(Task directions):
The answer should hold only the line with "Thanks for your" and each line after it through the last line of the material, exactly.

(Material provided):
PR #606, opened 2024-03-20
Make Document Stores initially skip `SparseEmbedding`

### LINKED ISSUE #604: Make Document Stores initially skip `SparseEmbedding`
This field will come with the next release of Haystack.

In the meantime, we should make sure that Document Stores initially skip this field
and do not break when calling `write_documents`.

Later, the support for Sparse Embedding Retrieval will be added for some compatible Document Stores, starting from Qdrant.

anakin87:
Fixes #604: see that for details


davidsbatista (approved):
LGTM

Issue #608, opened 2024-03-21
Update the Cohere client to version 5


masci:
The Cohere integration pins the version of the client to 4.x, because version 5.0.0 contained several breaking changes.
They provide a migration guide https://github.com/cohere-ai/cohere-python/blob/main/4.0.0-5.0.0-migration-guide.md to help with the transition.

anakin87:
done in #702 and #711

PR #609, opened 2024-03-21
fix: Pin cohere version

masci:
Cohere just released a major release of their client, and there are several breaking changes. Pinning the version to <5 for now.

Tracking issue: https://github.com/deepset-ai/haystack-core-integrations/issues/608


anakin87 (approved):
👍

PR #612, opened 2024-03-22
fix readme_sync workflow

anakin87:
The workflow is failing when manually triggered: https://github.com/deepset-ai/haystack-core-integrations/actions/runs/8381537136/job/22967317316

This happens because the manually entered tag is ignored.
I am trying to fix this.


masci (approved):
👍

PR #618, opened 2024-03-23
Bug fix for document_store.py

crtr0:
Fixed a bug where we ensure that a doc isn't already in our new_documents array before we consider adding it.


masci (changes requested):
Thanks for your contribution! Any chance you can add a unit test to cover this piece of logic?

masci (approved):

PR #630, opened 2024-03-28
Disable nightly tests for uptrain

masci:
Tests are currently expected to fail, disabling nightlies


vblagoje (approved):
Seems fine @masci, failures are expected, right?

PR #2360, opened 2025-10-06
test: Pinecone - relax flaky test

anakin87:
### Related Issues

These tests have been failing repeatedly: https://github.com/deepset-ai/haystack-core-integrations/actions/runs/18266359971/job/52001249975

I tried a lot with different combinations of vectors but I realized that while the best vectors are returned, order is not guaranteed ([Pinecone forum](https://community.pinecone.io/t/pinecone-return-results-consistency/5389/2))

### Proposed Changes:
- relax the test to only check that the correct docs are returned (not the order)

### How did you test it?
CI

### Checklist


sjrl (approved):
Thanks for fixing this! I guess another route might have been changing from ANN to KNN if pinecone allows it but I think this also fine

anakin87:
> Thanks for fixing this! I guess another route might have been changing from ANN to KNN if pinecone allows it but I think this also fine

Yes, unfortunately Pinecone does not seem to support KNN

PR #2361, opened 2025-10-06
feat: allow `OpenSearch` embedders to query a different `DocumentStore` at runtime

davidsbatista:
### Related Issues

- fixes #issue-number

### Checklist

### DIFF
--- a/integrations/opensearch/src/haystack_integrations/components/retrievers/opensearch/bm25_retriever.py
+++ b/integrations/opensearch/src/haystack_integrations/components/retrievers/opensearch/bm25_retriever.py
@@ -200,22 +200,23 @@ class OpenSearchBM25Retriever:
         fuzziness: Optional[Union[int, str]] = None,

(Result of the exercise):
Thanks for your contribution! Any chance you can add a unit test to cover this piece of logic?

masci (approved):

PR #630, opened 2024-03-28
Disable nightly tests for uptrain

masci:
Tests are currently expected to fail, disabling nightlies


vblagoje (approved):
Seems fine @masci, failures are expected, right?

PR #2360, opened 2025-10-06
test: Pinecone - relax flaky test

anakin87:
### Related Issues

These tests have been failing repeatedly: https://github.com/deepset-ai/haystack-core-integrations/actions/runs/18266359971/job/52001249975

I tried a lot with different combinations of vectors but I realized that while the best vectors are returned, order is not guaranteed ([Pinecone forum](https://community.pinecone.io/t/pinecone-return-results-consistency/5389/2))

### Proposed Changes:
- relax the test to only check that the correct docs are returned (not the order)

### How did you test it?
CI

### Checklist


sjrl (approved):
Thanks for fixing this! I guess another route might have been changing from ANN to KNN if pinecone allows it but I think this also fine

anakin87:
> Thanks for fixing this! I guess another route might have been changing from ANN to KNN if pinecone allows it but I think this also fine

Yes, unfortunately Pinecone does not seem to support KNN

PR #2361, opened 2025-10-06
feat: allow `OpenSearch` embedders to query a different `DocumentStore` at runtime

davidsbatista:
### Related Issues

- fixes #issue-number

### Checklist

### DIFF
--- a/integrations/opensearch/src/haystack_integrations/components/retrievers/opensearch/bm25_retriever.py
+++ b/integrations/opensearch/src/haystack_integrations/components/retrievers/opensearch/bm25_retriever.py
@@ -200,22 +200,23 @@ class OpenSearchBM25Retriever:
         fuzziness: Optional[Union[int, str]] = None,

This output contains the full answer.